Elle avançait, chaque pas résonnant comme une déclaration de guerre à l'innocence perdue. Ses cheveux d'un noir de jais encadraient son visage anguleux, tombant en mèches désordonnées, témoins d'une vie indomptée et rebelle. Ses yeux, balayaient la salle, transperçant les âmes des recruteurs avec une froide indifférence. Il y avait en elle une distance palpable, un mur invisible mais infranchissable qui la séparait du reste du monde.

Ses lèvres fines, souvent serrées en une ligne dure, ne laissaient transparaître aucune émotion, sauf peut-être un dédain silencieux. Vêtue de manière austère, ses vêtements usés mais propres étaient les seuls témoins de sa dignité farouche. Elle portait en elle une beauté brutale, une force qui commandait le respect et suscitait la crainte. Autour d'elle, l'air semblait se figer, comme si sa présence avait le pouvoir de figer le temps lui-même.

Dans cette pièce où chaque regard était tourné vers elle, la distance entre elle et les autres était palpable. Elle se tenait là, telle une figure de marbre, inatteignable et solitaire.
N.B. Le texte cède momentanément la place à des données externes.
PR #690, opened 2015-03-03
Introduce universal poll retries function

nathanleclaire:
I feel like we need something more uniform than the current situation - there are lots and lots of places where this pattern is needed, e.g. https://github.com/docker/machine/pull/665

Think it's important to have an answer so that contributors don't accidentally spin forever without a max attempts or spam a lot by forgetting a sleep.

We can move over instances of this pattern to this universal way as we see them.

Let me know what you think @ehazlett @sthulb 

### DIFF
--- a/drivers/amazonec2/amazonec2.go
+++ b/drivers/amazonec2/amazonec2.go
@@ -11,7 +11,6 @@ import (
 	"path"
 	"strconv"
 	"strings"
-	"time"
 
 	log "github.com/Sirupsen/logrus"
 	"github.com/codegangsta/cli"
@@ -19,6 +18,7 @@ import (
 	"github.com/docker/machine/drivers/amazonec2/amz"
 	"github.com/docker/machine/ssh"
 	"github.com/docker/machine/state"
+	"github.com/docker/machine/utils"
 )
 
 const (
@@ -279,6 +279,19 @@ func (d *Driver) PreCreateCheck() error {
 	return d.checkPrereqs()
 }
 
+func (d *Driver) instanceIpAvailable() bool {
+	ip, err := d.GetIP()
+	if err != nil {
+		log.Debug(err)
+	}
+	if ip != "" {
+		d.IPAddress = ip
+		log.Debugf("Got the IP Address, it's %q", d.IPAddress)
+		return true
+	}
+	return false
+}
+
 func (d *Driver) Create() error {
 	if err := d.checkPrereqs(); err != nil {
 		return err
@@ -309,18 +322,10 @@ func (d *Driver) Create() error {
 	}
 
 	d.InstanceId = instance.InstanceId
+
 	log.Debug("waiting for ip address to become available")
-	for {
-		ip, err := d.GetIP()
-		if err != nil {
-			return err
-		}
-		if ip != "" {
-			d.IPAddress = ip
-			log.Debugf("Got the IP Address, it's %q", d.IPAddress)
-			break
-		}
-		time.Sleep(5 * time.Second)
+	if err := utils.WaitFor(d.instanceIpAvailable); err != nil {
+		return err
 	}
 
 	if len(instance.NetworkInterfaceSet) > 0 {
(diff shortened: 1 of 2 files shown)


sthulb:
I like it, can you change the defaults to 10 retries over 10 seconds?

ehazlett:
+1 -- @sthulb i like it at 1 second.  This helps keep it fast as most operations will resolve within a few seconds and gives a good default 1 min timeout IMO.

sthulb:
I think 1 minute is too long.

ehazlett:
It's trying every 1 second for a max of 1 minute.  You think that's too long?

sthulb:
Yeah, I think the default should be lower, the things that we know require more can obviously just set it using the more verbose function.

ehazlett:
Ok so the interval of 1 second is fine, you just want a default max of 10 seconds?

sthulb:
yep!

ehazlett:
Cool.  I think we could try that and see what happens.  @nathanleclaire ?

nathanleclaire:
I'm OK with it.  I've just realized I should update the "wait until the instance is running" timeout to be a few minutes or so before we merge it in though, since it takes a while for newly created instances to boot up.

ehazlett:
@nathanleclaire lol yeah that probably would be a good thing :)

drivers/amazonec2/amazonec2.go
```diff
@@ -310,17 +310,18 @@ func (d *Driver) Create() error {
 
 	d.InstanceId = instance.InstanceId
 	log.Debug("waiting for ip address to become available")
-	for {
+	if err := utils.WaitFor(func() bool {
```
cjellick: I think pulling the anonymous function out of the if statement would make this code much more readable.

drivers/amazonec2/amazonec2.go
```diff
@@ -519,29 +521,6 @@ func (d *Driver) sshKeyPath() string {
 	return path.Join(d.storePath, "id_rsa")
 }
 
-func (d *Driver) updateDriver() error {
```
nathanleclaire: This didn't seem to be doing anything which wasn't already done by the main `Create` function or the other check for IP address, so I've taken it out.  Instance creation still works fine, so let me know if I'm overlooking something.

nathanleclaire:
OK I've pulled the closures out into real methods.  I'm waffling on the default timeout though; I have it set to 3 seconds interval / 3 minutes total here: @sthulb could you please elaborate on your concern?  I'd rather give a comfortable amount of space for resources to come up by default than accidentally bail when everything is fine.

drivers/amazonec2/amazonec2.go
sthulb: The IP address on EC2 instances normally changes on stop/start, I guess this function was for that use case.

sthulb:
@nathanleclaire I think 1 minute is too long. Perhaps 10 seconds is too short though, there's probably a middle ground somewhere :)

drivers/amazonec2/amazonec2.go
```diff
@@ -610,6 +593,17 @@ func (d *Driver) isSwarmMaster() bool {
 	return d.SwarmMaster
 }
 
+func (d *Driver) securityGroupAvailableFunc(id string) func() bool {
```
ehazlett: This is a bit nit picky but do we need to name this with "Func" ?

nathanleclaire: Hm, I don't really care either way but I called it that way to be more clear to the reader of the code that it actually returns a function as opposed to the others which return a boolean.  Happy to take it out if you think it's confusing or redundant.

ehazlett: nah that works

ehazlett:
I think this is good for now.  Until we get some more feedback I think the 3/3 is a good start to test with.  We can always update it if we find it's not enough or too much.

ehazlett:
LGTM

Chacun se demandait quelle était l'histoire de cette jeune fille au visage marqué, et quelles épreuves l'avaient menée ici. Mais personne n'osait briser le silence pour le découvrir, comme si s'approcher d'elle revenait à se brûler au froid le plus intense.

Parmi les journalistes, un homme retint son souffle en la voyant entrer. À première vue, il semblait aussi impassible que les autres, mais une lueur fugace d'effroi traversa ses yeux. Sa main trembla imperceptiblement, serrant les papiers devant lui avec une tension invisible. Il la connaissait. Ou plutôt, il connaissait ce regard, ce mélange de haine et de détermination. Il détourna légèrement le regard, comme pour échapper à une vérité accablante.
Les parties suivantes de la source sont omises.